PR #1805, opened 2025-05-19
Refactor RPC handlers to separate module

andr-dev:


monad-rpc/src/handlers/mod.rs
```diff
@@ -0,0 +1,586 @@
...
+}
+
+#[tracing::instrument(level = "debug", skip(app_state))]
+async fn rpc_select(
+    app_state: &MonadRpcResources,
+    method: &str,
+    params: Value,
+    request_id: RequestId,
+) -> Result<Value, JsonRpcError> {
+    match method {
```
dshulyak, line 166: i had somewhat conflicting change here https://github.com/category-labs/monad-bft/pull/1739/ . not a problem to rebase obviously, but just in case you plan more stuff

andr-dev: Got it, yeah this should be the bulk of it. Thanks for the heads up!

PR #1806, opened 2025-05-20
Actively look for new peers when below threshold

eerkaijun:
Partially https://github.com/category-labs/category-internal/issues/1539

### DIFF
--- a/monad-peer-disc-swarm/tests/peer_discovery.rs
+++ b/monad-peer-disc-swarm/tests/peer_discovery.rs
@@ -104,9 +104,10 @@ fn test_ping_pong() {
                         self_record: generate_name_record(key),
                         peer_info,
                         ping_period: Duration::from_secs(5),
-                        prune_period: Duration::from_secs(30),
+                        refresh_period: Duration::from_secs(30),
                         request_timeout: Duration::from_secs(1),
                         prune_threshold: 3,
+                        min_active_connections: 5,
                         rng_seed: 123456,
                     },
                     router_scheduler: NoSerRouterConfig::new(all_peers.keys().cloned().collect())
@@ -194,9 +195,10 @@ fn test_new_node_joining() {
                         self_record: generate_name_record(key),
                         peer_info,
                         ping_period: Duration::from_secs(2),
-                        prune_period: Duration::from_secs(4),
+                        refresh_period: Duration::from_secs(4),
                         request_timeout: Duration::from_secs(1),
                         prune_threshold: 3,
+                        min_active_connections: 5,
                         rng_seed: 123456,
                     },
                     router_scheduler: NoSerRouterConfig::new(all_peers.keys().cloned().collect())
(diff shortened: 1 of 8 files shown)


monad-peer-discovery/src/discovery.rs
```diff
@@ -403,24 +419,29 @@ where
...
-                        .take(MAX_PEER_IN_RESPONSE)
-                        .map(|(_k, v)| v.name_record)
-                        .collect()
-                }
+                None => vec![],
             }
         };
 
+        // if open discovery, return more nodes other than requested nodes
+        if request.open_discovery {
```
maxkozlovsky, line 430: maybe able to use choose_multiple instead
collect before calling extend should not be necessary

```
    name_records.extend(self.peer_info
        .values()
        .choose_multiple(self.rng, MAX_PEER_IN_RESPONSE - name_records.len())
        .into_iter()
        .map(|peer| peer.name_record))

```

monad-peer-discovery/src/discovery.rs
```diff
@@ -555,18 +579,33 @@ where
...
 
         // prune unresponsive nodes
+        // TODO: prioritization of validator vs full node
         self.peer_info
             .retain(|_, info| info.unresponsive_pings < self.prune_threshold);
 
+        // if fall below the min active peers, choose a few peers and lookup for new peers
+        if self.peer_info.len() < self.min_active_connections {
+            for _ in 0..NUM_LOOKUP_PEERS {
+                let to = match self.peer_info.keys().choose(&mut self.rng) {
```
maxkozlovsky: may be better to use choose_multiple here as well since choose() called multiple times may produce same peer twice

monad-peer-discovery/src/discovery.rs
```diff
@@ -555,18 +579,33 @@ where
...
+                    Some(key) => key,
+                    None => {
+                        error!("Peer info is empty, restart node!");
+                        return vec![];
+                    }
+                };
+                cmds.extend(self.send_peer_lookup_request(*to, self.self_id, true));
```
maxkozlovsky: might improve readability by using enum type for the last argument instead of boolean since it is not possible to understand what 'true' stands for without looking up definition

monad-peer-discovery/src/discovery.rs
eerkaijun: thanks, updated

monad-peer-discovery/src/discovery.rs
eerkaijun: it will always be two option only though, not sure if it's worth putting into a separate enum

monad-peer-discovery/src/discovery.rs
```diff
@@ -363,6 +370,7 @@ where
         &mut self,
         to: NodeId<CertificateSignaturePubKey<ST>>,
         target: NodeId<CertificateSignaturePubKey<ST>>,
+        open_discovery: bool,
```
michael-yxchen, line 373: when would we want to set `open_discovery` false?

monad-peer-disc-swarm/tests/peer_discovery.rs
michael-yxchen, line 1: can we add a TODO for a swarm test on discovering more peers below watermark? don't have to do it now if haven't started, as we're prioritizing stressnet tests

monad-peer-discovery/src/discovery.rs
eerkaijun: i was thinking in the future there would be scenario where we want only targeted node, for example there is one missing validator in the peer list (due to new validator that never reach out or for whatever reason).

michael-yxchen: updated spec

PR #1809, opened 2025-05-20
monad-rpc: temporarily disable otel spans reporting

dshulyak:
fallback solution to unblock release if we won't find a root cause of the problem.

monad-rpc heap consistently grows at high rate when DEBUG log enabled

image

we restarted container with jemallocator pprof enabled and it clearly shows that the leak in otel exporter

image

### DIFF
--- a/Cargo.lock
+++ b/Cargo.lock
@@ -5228,7 +5228,6 @@ dependencies = [
  "toml 0.7.8",
  "tracing",
  "tracing-actix-web",
- "tracing-opentelemetry",
  "tracing-subscriber",
  "vergen-git2",
 ]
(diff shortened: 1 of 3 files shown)


dshulyak:
there are also some huge logs in rpc debug output, some reaching ~3.2MB per line

dshulyak:
with this commit and same workload on swe-004 memory usage looks much more stable. i checked that logs are still available when traces are disabled

image

dshulyak:
so overnight swe004 (fixed version) had mostly stable memory usage at around 300MB. can007 (old version) consistently grows in memory and at the time of writing was ~19GB. both have similar load, mirrored from MF nodes. i also generated some additional requests to swe004

image
image

i think this change should be merged as in current state tracing is not useful anyway, and revise it before enabling again.

PR #1812, opened 2025-05-21
monad-node: use jemallocator with pprof integration

dshulyak:
was running it on swe4 since may 27. after reset node is working correctly. rss is consistently lower compared with a node using 0.9.3 rc by ~100MB, but i don't know how deterministic is that.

# [YOUR ASSIGNMENT]
Only an exact copy of the lines from the beginning of the listing through the line with "PR #1806, opened 2025-05-20", both included, belongs in the answer.

# [RESPONSE TO THE TASK]
PR #1805, opened 2025-05-19
Refactor RPC handlers to separate module

andr-dev:


monad-rpc/src/handlers/mod.rs
```diff
@@ -0,0 +1,586 @@
...
+}
+
+#[tracing::instrument(level = "debug", skip(app_state))]
+async fn rpc_select(
+    app_state: &MonadRpcResources,
+    method: &str,
+    params: Value,
+    request_id: RequestId,
+) -> Result<Value, JsonRpcError> {
+    match method {
```
dshulyak, line 166: i had somewhat conflicting change here https://github.com/category-labs/monad-bft/pull/1739/ . not a problem to rebase obviously, but just in case you plan more stuff

andr-dev: Got it, yeah this should be the bulk of it. Thanks for the heads up!

PR #1806, opened 2025-05-20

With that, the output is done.